Fix entropy computation

2026-07-17 18:40:36 +00:00 · 2020-03-19 10:19:48 +01:00 · 2020-03-19 10:19:48 +01:00 · fd9e73cfb8
commit fd9e73cfb8
parent 9485b90a41
6 changed files with 60 additions and 40 deletions
--- a/docs/misc/changelog.rst
+++ b/docs/misc/changelog.rst
@ -21,6 +21,7 @@ Bug Fixes:
 ^^^^^^^^^^
 - Synced callbacks with Stable-Baselines
 - Fixed colors in `results_plotter`
+- Fix entropy computation (now summed over action dim)

 Deprecations:
 ^^^^^^^^^^^^^
@ -34,6 +35,7 @@ Others:
 - Add test for ``expln``
 - Renamed ``learning_rate`` to ``lr_schedule``
 - Add ``version.txt``
+- Add more tests for distribution

 Documentation:
 ^^^^^^^^^^^^^^
--- a/tests/test_distributions.py
+++ b/tests/test_distributions.py
@ -2,18 +2,22 @@ import pytest
 import torch as th

 from torchy_baselines import A2C, PPO
-from torchy_baselines.common.distributions import DiagGaussianDistribution, TanhBijector, \
-    StateDependentNoiseDistribution
+from torchy_baselines.common.distributions import (DiagGaussianDistribution, TanhBijector,
+                                                   StateDependentNoiseDistribution,
+                                                   CategoricalDistribution)
 from torchy_baselines.common.utils import set_random_seed


-# TODO: more tests for the other distributions
+N_ACTIONS = 2
+N_FEATURES = 3
+N_SAMPLES = int(5e6)
+
+
 def test_bijector():
    """
    Test TanhBijector
    """
    actions = th.ones(5) * 2.0
-
    bijector = TanhBijector()

    squashed_actions = bijector.forward(actions)
@ -33,16 +37,14 @@ def test_squashed_gaussian(model_class):


 def test_sde_distribution():
-    n_samples = int(5e6)
-    n_features = 2
    n_actions = 1
-    deterministic_actions = th.ones(n_samples, n_actions) * 0.1
-    state = th.ones(n_samples, n_features) * 0.3
+    deterministic_actions = th.ones(N_SAMPLES, n_actions) * 0.1
+    state = th.ones(N_SAMPLES, N_FEATURES) * 0.3
    dist = StateDependentNoiseDistribution(n_actions, full_std=True, squash_output=False)

    set_random_seed(1)
-    _, log_std = dist.proba_distribution_net(n_features)
-    dist.sample_weights(log_std, batch_size=n_samples)
+    _, log_std = dist.proba_distribution_net(N_FEATURES)
+    dist.sample_weights(log_std, batch_size=N_SAMPLES)

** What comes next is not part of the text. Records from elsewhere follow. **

PR #1293, opened 2025-06-22
Jacob314/auto exit unconstrained height mode

jacob314:
## TLDR

Unconstrained mode causes flicker so we shouldn't let users accidentally stay in it.
We now exit unconstrained mode automatically on any keystroke.
As a bonus we also apply our hacks to fixup torn terminal output when needed when exiting unconstrained mode.


SandyTao520 (approved):

mattKorwel (approved):
LGTM

PR #1294, opened 2025-06-22
Provide a .gitconfig for shadow repos

louisjimenez:
This writes a .gitconfig to the shadow repos that back checkpointing. It also sets environment variables to prevent shadow repo git operations from trying to load the user's gitconfig.


scottdensmore (approved):
Approved

PR #1299, opened 2025-06-22
feat: Only show ctrl-s when idle

NTaylorMullen:
## TLDR

- Lowercase ctrl-s to be consistent with the rest of the codebase.
- Do not show the indicator if we're in the middle of streaming content. It should only show when we're idle or awaiting a confirmation.

Flow: https://screencast.googleplex.com/cast/NTIyNTUxMjAzMjAxMDI0MHxlMWU0MDk5MC1kYw

FYI @jacob314 

## Dive Deeper

- We shouldn't be showing `ctrl + s` hot key while streaming, we don't want to encourage that flow because if we do then we're basically encouraging flickering.

## Reviewer Test Plan

See video

## Testing Matrix

|          | 🍏  | 🪟  | 🐧  |
| npm run  | ✅   | ❓  | ❓  |
| npx      | ✅   | ❓  | ❓  |
| Docker   | ✅    | ❓  | ❓  |
| Podman   | ✅    | -   | -   |

### DIFF
--- a/packages/cli/src/ui/components/ShowMoreLines.tsx
+++ b/packages/cli/src/ui/components/ShowMoreLines.tsx
@@ -6,6 +6,8 @@
 
 import { Box, Text } from 'ink';
 import { useOverflowState } from '../contexts/OverflowContext.js';
+import { useStreamingContext } from '../contexts/StreamingContext.js';
+import { StreamingState } from '../types.js';
 import { Colors } from '../colors.js';
 
 interface ShowMoreLinesProps {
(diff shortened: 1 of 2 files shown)


NTaylorMullen:
@mattKorwel feel free to merge on my behalf given I'm OOO

mattKorwel (approved):

packages/cli/src/ui/components/ShowMoreLines.tsx
```diff
@@ -14,19 +16,24 @@ interface ShowMoreLinesProps {
...
   const overflowState = useOverflowState();
+  const streamingState = useStreamingContext();
 
   if (
     overflowState === undefined ||
     overflowState.overflowingIds.size === 0 ||
-    !constrainHeight
+    !constrainHeight ||
+    !(
+      streamingState === StreamingState.Idle ||
```
jacob314, line 26: good idea!

jacob314 (commented):
lgtm

PR #1306, opened 2025-06-22
Fix so that pressing ctrl-s a second time toggles off constrain height mode

jacob314:
Previously pressing ctrl-S twice would do nothing as constrain height mode would be automatically disabled then reenabled.


scottdensmore (approved):
Approved

PR #1319, opened 2025-06-23
Rename `disableDataCollection` to `usageStatisticsEnabled `

jerop:
Renames the `disableDataCollection` flag to the more intuitive and positive `usageStatisticsEnabled`.

1. Changing from `disable` to `enabled` improves code clarity by avoiding double negatives (`disableDataCollection: false`) and making the purpose of the flag more direct. The logic has been inverted wherever the flag is used to accommodate the new naming convention.

2. Using `enabled` as a suffix instead of a prefix follows a common convention that improves readability. 
- A condition like `if (usageStatisticsEnabled)` reads like a natural language sentence ("if usage statistics is enabled"), which reduces cognitive load.
- Distinguishes the boolean flag (representing a state) from potential functions that would perform an action (e.g., `enableUsageStatistics()` or `disableUsageStatistics()`), avoiding ambiguity between checking a value and calling a function.

3. Changing from "data collection" to "usage statistics" clarifies the scope and purpose of the data.

#750

### DIFF
--- a/packages/cli/src/config/config.ts
+++ b/packages/cli/src/config/config.ts
@@ -226,7 +226,8 @@ export async function loadCliConfig(
         process.env.OTEL_EXPORTER_OTLP_ENDPOINT ??
         settings.telemetry?.otlpEndpoint,
       logPrompts: argv.telemetryLogPrompts ?? settings.telemetry?.logPrompts,
-      disableDataCollection: settings.telemetry?.disableDataCollection ?? false,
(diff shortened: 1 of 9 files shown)


anj-s (approved):
I was thinking of doing something similar since double negatives actually confused me the first time around. Thanks!

owenofbrien (approved):
LGTM. Thanks for doing this!

mattKorwel (approved):

PR #1326, opened 2025-06-23
Update Auth Label to include AI Studio

philschmid:
# What does this PR do? 

It updates the Auth label from `Gemini API Key` to include AI Studio `Gemini API Key (AI Studio)`. For better understandbility.


cperry-goog (approved):
good call

PR #6823, opened 2025-08-22
Smart Edit Tool 

silviojr:
## TLDR

This is the Smart Edit tool, a potential replacement for the current 'replace/edit' tool. 

The main differences:
1. Smart Edit takes four arguments: the usual **old_string**, **new_string**, **file_path** and **instructions** describing the change that it's trying to perform. It only works on editing one occurrence at a time. 
2. The flow is as following:
2.1. It tries an exact match, if not succeed, continue
2.3 It tries a flexible match where we loose the constrains mostly on spaces. If not succeed, continues
2.4 It asks Gemini to Fix the old_string and potentially the new_string taking into consideration the instructions it received using gemini 2.5 flash 
2.5 Tries the exact match and flexible match one last time. 

I did some tests with the tool running it on swebench verify and swebench lite. The error rate for the editing action dropped from around 20% to 6%.

We are not making it the default tool yet. In order to run it, you have to enable it in your `.gemini/settings.json` file

`
{ ....
    "useSmartEdit": true
}
`
 **Token usage.** 
The current EditTool can do up to two LLM calls, this new tool do only up to one. In experiments, we noticed a drop in input_token_count of about 30%. 

**Escaping characters**
The current EditTool tries multiple character escaping strategies. We removed those strategies without harming the the performance. 
 

## Testing Matrix

|          | 🍏  | 🪟  | 🐧  |
| npm run  | ❓  | ❓  | ❓  |
| npx      | ❓  | ❓  | ❓  |
| Docker   | ❓  | ❓  | ❓  |
| Podman   | ❓  | -   | -   |
| Seatbelt | ❓  | -   | -   |


packages/cli/src/config/config.ts
```diff
@@ -195,6 +196,10 @@ export async function parseArguments(): Promise<CliArgs> {
           description: 'Enables checkpointing of file edits',
           default: false,
         })
+        .option('use-smart-edit', {
```
NTaylorMullen: Lets stick with settings.json for now. Trying to gate keep our command line args 😄

packages/cli/src/config/settingsSchema.ts
```diff
@@ -407,6 +407,15 @@ export const SETTINGS_SCHEMA = {
     description: 'A blacklist of MCP servers to exclude.',
     showInDialog: false,
   },
+  useSmartEdit: {
+    type: 'boolean',
+    label: 'Use Smart Edit',
+    category: 'Advanced',
+    requiresRestart: false,
+    default: false,
```
NTaylorMullen: We're only defaulting to `false` for now to trial the rollout I assume right?

packages/core/src/tools/smart-edit.ts
```diff
@@ -0,0 +1,813 @@
...
+}
+
+/**
+ * Implementation of the Edit tool logic
+ */
+export class SmartEditTool
+  extends BaseDeclarativeTool<EditToolParams, ToolResult>
+  implements ModifiableDeclarativeTool<EditToolParams>
+{
+  static readonly Name = 'smart_edit';
```
NTaylorMullen, line 708: We reference the regular edit tool alll over the place in system prompt etc. In addition, we also end up utilizing it for various other feature lookups.

```suggestion
  static readonly Name = EditTool.name;
```

packages/core/src/tools/smart-edit.ts
```diff
@@ -0,0 +1,813 @@
...
+import { makeRelative, shortenPath } from '../utils/paths.js';
+import { isNodeError } from '../utils/errors.js';
+import { Config, ApprovalMode } from '../config/config.js';
+import { DEFAULT_DIFF_OPTIONS, getDiffStat } from './diffOptions.js';
+import { ReadFileTool } from './read-file.js';
+import { ModifiableDeclarativeTool, ModifyContext } from './modifiable-tool.js';
+import { IDEConnectionStatus } from '../ide/ide-client.js';
+import { FixLLMEditWithInstruction } from '../utils/llm-edit-fixer.js';
+
+export function applyReplacement(
```
NTaylorMullen, line 31: Why export all these functions? I imagine we should probably group these as private methods in the smart edit class for proper isolation

packages/core/src/tools/smart-edit.ts
```diff
@@ -0,0 +1,813 @@
...
+  currentContent: string | null,
+  oldString: string,
+  newString: string,
+  isNewFile: boolean,
```
NTaylorMullen, line 35: Is this equivalent to `currentContent === null`?

packages/core/src/tools/smart-edit.ts
```diff
@@ -0,0 +1,813 @@
...
+import { isNodeError } from '../utils/errors.js';
+import { Config, ApprovalMode } from '../config/config.js';
+import { DEFAULT_DIFF_OPTIONS, getDiffStat } from './diffOptions.js';
+import { ReadFileTool } from './read-file.js';
+import { ModifiableDeclarativeTool, ModifyContext } from './modifiable-tool.js';
+import { IDEConnectionStatus } from '../ide/ide-client.js';
+import { FixLLMEditWithInstruction } from '../utils/llm-edit-fixer.js';
+
+export function applyReplacement(
+  currentContent: string | null,
```
NTaylorMullen, line 32: instead of `null` can we lean on `undefined` (more JavaScripty)

packages/core/src/tools/smart-edit.ts
```diff
@@ -0,0 +1,813 @@
...
+  if (isNewFile) {
+    return newString;
+  }
+  if (currentContent === null) {
+    // Should not happen if not a new file, but defensively return empty or newString if oldString is also empty
+    return oldString === '' ? newString : '';
+  }
+  // If oldString is empty and it's not a new file, do not modify the content.
+  if (oldString === '' && !isNewFile) {
+    return currentContent;
```
NTaylorMullen, line 49: The inclusion of current content vs. newString etc. is a bit confusing. Why do we need all the various ways to represent mutate vs. create?

packages/core/src/tools/smart-edit.ts
```diff
@@ -0,0 +1,813 @@
...
+  }
+  return currentContent.replaceAll(oldString, newString);
+}
+
+interface ReplacementContext {
```
NTaylorMullen, line 54: these private interfaces should also be nested in the corresponding class

packages/core/src/tools/smart-edit.ts
NTaylorMullen, line 34: I know you were just copying from the edit.ts tool BUT as follow ups we should definitely come back and revisit all these functions. They're quite spaghetti 😆

packages/core/src/tools/smart-edit.ts
```diff
@@ -0,0 +1,813 @@
...
+}
+
+async function calculateExactReplacement(
+  context: ReplacementContext,
+): Promise<ReplacementResult | null> {
+  const { currentContent, params } = context;
+  const { old_string, new_string } = params;
+
+  const normalizedCode = currentContent;
+  const normalizedSearch = old_string.replace(/\r\n/g, '\n');
```
NTaylorMullen, line 87: Normalizing is fine BUT what you're doing here is not taking into account the current newline state of the file and forcing them all to `\n`. Meaning, on a windows machine you'll be breaking the newlines of a given document by weaving in `\n` when most likely the rest of the document may be `\r\n`.

One normalizing algorithm here could be to take the old_string/new_string, convert it to document specific newlines (see if the doc contains OS specific newliens), see if you can find a match and replace it with the right newline content. That being said, there's a ton you could potentially do.

You'll want to consider this elsewhere as well.

Anyhow, all these should be super easily testable against too to emulate various newlines structures

packages/core/src/tools/smart-edit.ts
```diff
@@ -0,0 +1,813 @@
...
+  const normalizedReplace = new_string.replace(/\r\n/g, '\n');
+
+  const exactOccurrences = normalizedCode.split(normalizedSearch).length - 1;
+  if (exactOccurrences > 0) {
+    let modifiedCode = normalizedCode.replaceAll(
+      normalizedSearch,
+      normalizedReplace,
+    );
+    modifiedCode = restoreTrailingNewline(currentContent, modifiedCode);
```
NTaylorMullen, line 96: If the user requested the model to trim content, wouldn't this break that assumption?

packages/core/src/utils/llm-edit-fixer.ts
```diff
@@ -0,0 +1,135 @@
...
+    return cachedResult;
+  }
+  const userPrompt = EDIT_USER_PROMPT.replace('{instruction}', instruction)
+    .replace('{old_string}', old_string)
+    .replace('{new_string}', new_string)
+    .replace('{error}', error)
+    .replace('{current_content}', current_content);
+
+  const contents: Content[] = [
+    { role: 'user', parts: [{ text: `${EDIT_SYS_PROMPT}\n${userPrompt}` }] },
```
NTaylorMullen: Should use OS newlines to not sway the model in a bad direction
```suggestion
    { role: 'user', parts: [{ text: `${EDIT_SYS_PROMPT}
${userPrompt}` }] },
```

packages/core/src/utils/llm-edit-fixer.ts
```diff
@@ -0,0 +1,135 @@
...
+5.  **Exactness:** The final \`search\` field must be the EXACT literal text from the file. Do not escape characters.
+`;
+
+const EDIT_USER_PROMPT = `
+# Goal of the Original Edit
+{instruction}
+
+# Failed Attempt Details
+- **Original \`search\` parameter (failed):**
+\`\`\
```
NTaylorMullen: Did you mean to have an extra back tik on these? Also for prompts you may want this to be dynamic on the back tick utilization depending on the old/new/error text. I.e. if any of those have backticks it braeks markdown. Meaning, you'll want to add 1 additional open/closing backtick per matching multi back tick code block you find

packages/core/src/utils/llm-edit-fixer.ts
```diff
@@ -0,0 +1,135 @@
...
+
+const MAX_CACHE_SIZE = 50;
+
+const EDIT_SYS_PROMPT = `
+You are an expert code-editing assistant specializing in debugging and correcting failed search-and-replace operations.
+
+# Primary Goal
+Your task is to analyze a failed edit attempt and provide a corrected \`search\` string that will match the text in the file precisely. The correction should be as minimal as possible, staying very close to the original, failed \`search\` string. Do NOT invent a completely new edit based on the instruction; your job is to fix the provided parameters.
+
+It is important that you do no try to figure ou if the instruction is correct. DO NOT GIVE ADVICE. Your only goal here is to do your best to perform the search and replace task!
```
NTaylorMullen:
```suggestion
It is important that you do no try to figure out if the instruction is correct. DO NOT GIVE ADVICE. Your only goal here is to do your best to perform the search and replace task! 
```

packages/core/src/utils/llm-edit-fixer.ts
```diff
@@ -0,0 +1,135 @@
...
+You will be given:
+1. The high-level instruction for the original edit.
+2. The exact \`search\` and \`replace\` strings that failed.
+3. The error message that was produced.
+4. The full content of the source file.
+
+# Rules for Correction
+1.  **Minimal Correction:** Your new \`search\` string must be a close variation of the original. Focus on fixing issues like whitespace, indentation, line endings, or small contextual differences.
+2.  **Explain the Fix:** Your \`explanation\` MUST state exactly why the original \`search\` failed and how your new \`search\` string resolves that specific failure. (e.g., "The original search failed due to incorrect indentation; the new search corrects the indentation to match the source file.").
+3.  **Preserve the \`replace\` String:** Do NOT modify the \`replace\` string unless the instruction explicitly requires it and it was the source of the error. Your primary focus is fixing the \`search\` string.
```
NTaylorMullen, line 32: When would the replace string need modification / how would we know?

packages/core/src/utils/llm-edit-fixer.ts
```diff
@@ -0,0 +1,135 @@
...
+4.  **No Changes Case:** CRUCIAL: if the change is already present in the file,  set \`noChangesRequired\` to True and explain why in the \`explanation\`. It is crucial that you only do this if the changes outline in \`replace\` are alredy in the file and suits the instruction!!
```
NTaylorMullen, line 33: Can you share more here. Don't we know that this isn't true?

packages/core/src/utils/llm-edit-fixer.ts
```diff
@@ -0,0 +1,135 @@
...
+  explanation: string;
+}
+
+const SearchReplaceEditSchema = {
+  type: Type.OBJECT,
+  properties: {
+    search: { type: Type.STRING },
+    replace: { type: Type.STRING },
+    noChangesRequired: { type: Type.BOOLEAN },
+    explanation: { type: Type.STRING },
```
NTaylorMullen: If your goal with the explanation is to have re-inforced CoT you'll want to put this first in the schema. Otherwise it's just for debugging purposes

packages/core/src/tools/smart-edit.ts
```diff
@@ -0,0 +1,813 @@
...
+      
+      The user has the ability to modify the \`new_string\` content. If modified, this will be stated in the response.
+      
+      Expectation for required parameters:
+      1. \`file_path\` MUST be an absolute path; otherwise an error will be thrown.
+      2. \`old_string\` MUST be the exact literal text to replace (including all whitespace, indentation, newlines, and surrounding code etc.).
+      3. \`new_string\` MUST be the exact literal text to replace \`old_string\` with (also including all whitespace, indentation, newlines, and surrounding code etc.). Ensure the resulting code is correct and idiomatic and that \`old_string\` and \`new_string\` are different.
+      4.  \`instruction\` is the detailed instruction of what needs to be changed. It is important to Make it specific and detailed so developers or large language models can understand what needs to be changed and perform the changes on their own if necessary.
```
NTaylorMullen:
```suggestion
      4. \`instruction\` is the detailed instruction of what needs to be changed. It is important to Make it specific and detailed so developers or large language models can understand what needs to be changed and perform the changes on their own if necessary. 
```

packages/core/src/tools/smart-edit.ts
```diff
@@ -0,0 +1,813 @@
...
+export class SmartEditTool
+  extends BaseDeclarativeTool<EditToolParams, ToolResult>
+  implements ModifiableDeclarativeTool<EditToolParams>
+{
+  static readonly Name = 'smart_edit';
+
+  constructor(private readonly config: Config) {
+    super(
+      SmartEditTool.Name,
+      'Smart Edit',
```
NTaylorMullen: Lets leave the display name the same as the existing edit tool

NTaylorMullen (commented):
Some absolutely stellar results here. Left some key comments mostly around cross-plat capabilities and some general goodness factors.

packages/cli/src/config/settingsSchema.ts
silviojr: That is correct.

packages/cli/src/config/config.ts
silviojr: Done!

packages/core/src/tools/smart-edit.ts
silviojr: That's a fair point. 

The tool  uses the **old_string** parameter to differentiate between two main operations: create file VS change file. If the **old_string** is empty, this can only be interpreted as a new file - since we can't replace an empty string in an existing file. 

This check, for example, is supposed to be defensive. If the **old_string** is empty but the file already exists, this is basically an error and we decide to return the currentcontent of the file to avoid destructing the file. This error will be caught upstream as no replacement/editing made.

packages/core/src/tools/smart-edit.ts
silviojr: Ok. You're right. I added a new test case to detect the line ending and return them back to original

packages/core/src/tools/smart-edit.ts
silviojr: You are correct. However we have observed that Gemini ignores the trailing new lines quite often in its replacements. I think it's worth to keep this as it is for now, as this is a very specific case. what do you think?

packages/core/src/tools/smart-edit.ts
silviojr: One of my fears is that we do not have a way differentiate if the user will have enabled **useSmartEdit** in our logs and then we won't know the error rate. 

What do you think of also mentioning the Smart edit tool as an option where the editTool is mentioned? It's not many places: https://github.com/search?q=repo%3Agoogle-gemini%2Fgemini-cli%20EditTool.name&type=code

Or even better, we could have a variable in the config (EditToolName...) that can be changed according to which tool is enabled. 

What do you think?

packages/core/src/tools/smart-edit.ts
silviojr: done!

packages/core/src/utils/llm-edit-fixer.ts
silviojr: This would cover when the **search** and **replace** are the same - which would be counted as an error. Gemini can still try to figure out if it can fix this.

packages/core/src/tools/smart-edit.ts
silviojr: I'll do this as a follow-up

packages/core/src/tools/smart-edit.ts
silviojr: I'll do this in a follow up if that's ok.

packages/core/src/utils/llm-edit-fixer.ts
silviojr: This rule handles a  edge case: when the initial LLM agent hallucinates or provides an incorrect old_string based on a faulty assumption about the file's content. 

This noChangesRequired rule allows the fixer to act as a sanity check. It can recognize that the initial failure happened because of a bad premise, and it can gracefully conclude that no work is needed (if that's the case) and bubble that information up to the LLM as an Error , preventing it from attempting another unnecessary or incorrect edit.

packages/core/src/utils/llm-edit-fixer.ts
silviojr: You are right. 

I changed it completely to use pseudo xml tags instead.

packages/core/src/tools/smart-edit.ts
anj-s: Given that we don't mention this tool in the system prompt, have you had any issue having the model actually use this tool? Thats the only risk i see wrt name.

anj-s (approved):

packages/core/src/tools/smart-edit.ts
asadm: does it make sense to include it in prompt as a fallback? "if you get stuck in loop trying to edit a file, try {this tool name}".

silviojr: >> Given that we don't mention this tool in the system prompt, have you had any issue having the model actually use this tool? Thats the only risk i see wrt name.


It used the tool multiple times, but I agree with you that we don't want to take the risk. I will add a next PR where we dynamically choose the name of the default edit tool to be used.

silviojr: @asadm I think your comment was truncated. Try what?

asadm: sorry fixed.

silviojr: @asadm I think for now we should let them be tested separately. it will also be less confusing to the user. I will fix the sytem prompt.

Manamama:
Ta again, works fine after 3 days or more, see: https://github.com/google-gemini/gemini-cli/discussions/7758#discussioncomment-14336666

PR #6856, opened 2025-08-22
fix: copy command delay in Linux handled

hritan:
## TLDR

This PR adds an exit event for the child process in Linux because the close event which comes after exit was taking too long to fire. Since the exit event signifies a successful copy, for linux we are resolving the promise on the exit event.
https://github.com/google-gemini/gemini-cli/issues/5255

## Dive Deeper

This resolves the issue where the close event takes too long to fire. The close event is emitted after a process has exited and all of its stdio streams (stdin, stdout, stderr) have been closed.  Since the stream isn't automatically closing, we are manually closing the child process's streams right after it exits to trigger the close event.

Extension of the PR #6482 

There was a gap in previous PR, although the copy command working was fixed and the promise was resolving but it was taking too long. This PR addresses that gap and adds an exit event only for the Linux environment.

## Reviewer Test Plan

1.Do npm start in a Linux terminal.
2. Say "hi" to gemini. It will return an output.
3. Give /copy command in the input
4. You will instantly see an info note for successful copy and the input box is visible again for further chat.

## Testing Matrix

|          | 🍏  | 🪟  | 🐧  |
| npm run  | ❓  | ❓  | ❓  |
| npx      | ❓  | ❓  | ❓  |
| Docker   | ❓  | ❓  | ❓  |
| Podman   | ❓  | -   | -   |
| Seatbelt | ❓  | -   | -   |

## Linked issues / bugs

<!--

Fixes - https://github.com/google-gemini/gemini-cli/issues/5255
Related - #6482


packages/cli/src/ui/utils/commandUtils.ts
```diff
@@ -53,16 +53,36 @@ export const copyToClipboard = async (text: string): Promise<void> => {
...
         reject(
           new Error(
             `'${cmd}' exited with code ${code}${errorMsg ? `: ${errorMsg}` : ''}`,
           ),
         );
+      };
+
+      // The 'exit' event workaround is only needed for the specific stdio
+      // configuration used on Linux, which is indicated by `options` being present.
+      if (options) {
```
jacob314: if this workaround is for linux, condition based on the os being linux not an option that happens to be currently set on linux.

jacob314 (commented):
please add a unit or integration test for this additional logic.

packages/cli/src/ui/utils/commandUtils.ts
hritan: done

briancampo:
Will this be merged?  I continue to get this error on a semi-regular basis.

abhipatel12 (approved):
LGTM!

PR #6870, opened 2025-08-22
Metrics for Retries on Content Errors

### LINKED ISSUE #6890: Add metrics for the content retry handling mechanism

mrcabbage972:
## TLDR

This PR introduces new telemetry to monitor the health of streaming responses from the Gemini model.
## Dive Deeper

**New Metrics Added**: Three new counters have been implemented in metrics.ts:
1. *gemini.chat.invalid_chunk.count*: Tracks each time an invalid chunk is received from a stream.
2. *gemini.chat.content_retry.count*: Tracks each time a retry is triggered due to an EmptyStreamError.
3. *gemini.chat.content_retry_failure.count*: Tracks when all content retries for a single prompt have been exhausted and the operation fails.

**Implementation**: The metric recording functions are now called from the stream processing and retry logic within geminiChat.ts.

## Testing Matrix

|          | 🍏  | 🪟  | 🐧  |
| npm run  | ❓  | ❓  | 👍   |
| npx      | ❓  | ❓  | ❓  |
| Docker   | ❓  | ❓  | ❓  |
| Podman   | ❓  | -   | -   |
| Seatbelt | ❓  | -   | -   |

## Linked issues / bugs
- Resolves #6890


packages/core/src/core/geminiChat.ts
```diff
@@ -373,6 +377,7 @@ export class GeminiChat {
             if (isContentError) {
               // Check if we have more attempts left.
               if (attempt < INVALID_CONTENT_RETRY_OPTIONS.maxAttempts - 1) {
+                recordContentRetry(self.config);
```
cornmander, line 380: not blocking, but this seems noisy. can we record this at the end of the loop once with the total number of retries?

packages/core/src/telemetry/metrics.ts
```diff
@@ -210,7 +234,6 @@ export function recordFileOperationMetric(
   mimetype?: string,
   extension?: string,
   diffStat?: DiffStat,
-  programming_language?: string,
```
cornmander: intentional?

packages/core/src/core/geminiChat.ts
mrcabbage972: What would be the issue? It's only up to 3 events, with a big retry.

packages/core/src/telemetry/metrics.ts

    actions, _ = dist.proba_distribution(deterministic_actions, log_std, state)

@ -50,10 +52,6 @@ def test_sde_distribution():
    assert th.allclose(actions.std(), dist.distribution.scale.mean(), rtol=1e-3)


-N_ACTIONS = 1
-
-
-# TODO: fix for num action > 1
 # TODO: analytical form for squashed Gaussian?
@pytest.mark.parametrize("dist", [
    DiagGaussianDistribution(N_ACTIONS),
@ -62,19 +60,31 @@ N_ACTIONS = 1
 def test_entropy(dist):
    # The entropy can be approximated by averaging the negative log likelihood
    # mean negative log likelihood == differential entropy
-    n_samples = int(5e6)
-    n_features = 3
    set_random_seed(1)
-    state = th.rand(n_samples, n_features)
-    deterministic_actions = th.rand(n_samples, N_ACTIONS)
-    _, log_std = dist.proba_distribution_net(n_features, log_std_init=th.log(th.tensor(0.2)))
+    state = th.rand(N_SAMPLES, N_FEATURES)
+    deterministic_actions = th.rand(N_SAMPLES, N_ACTIONS)
+    _, log_std = dist.proba_distribution_net(N_FEATURES, log_std_init=th.log(th.tensor(0.2)))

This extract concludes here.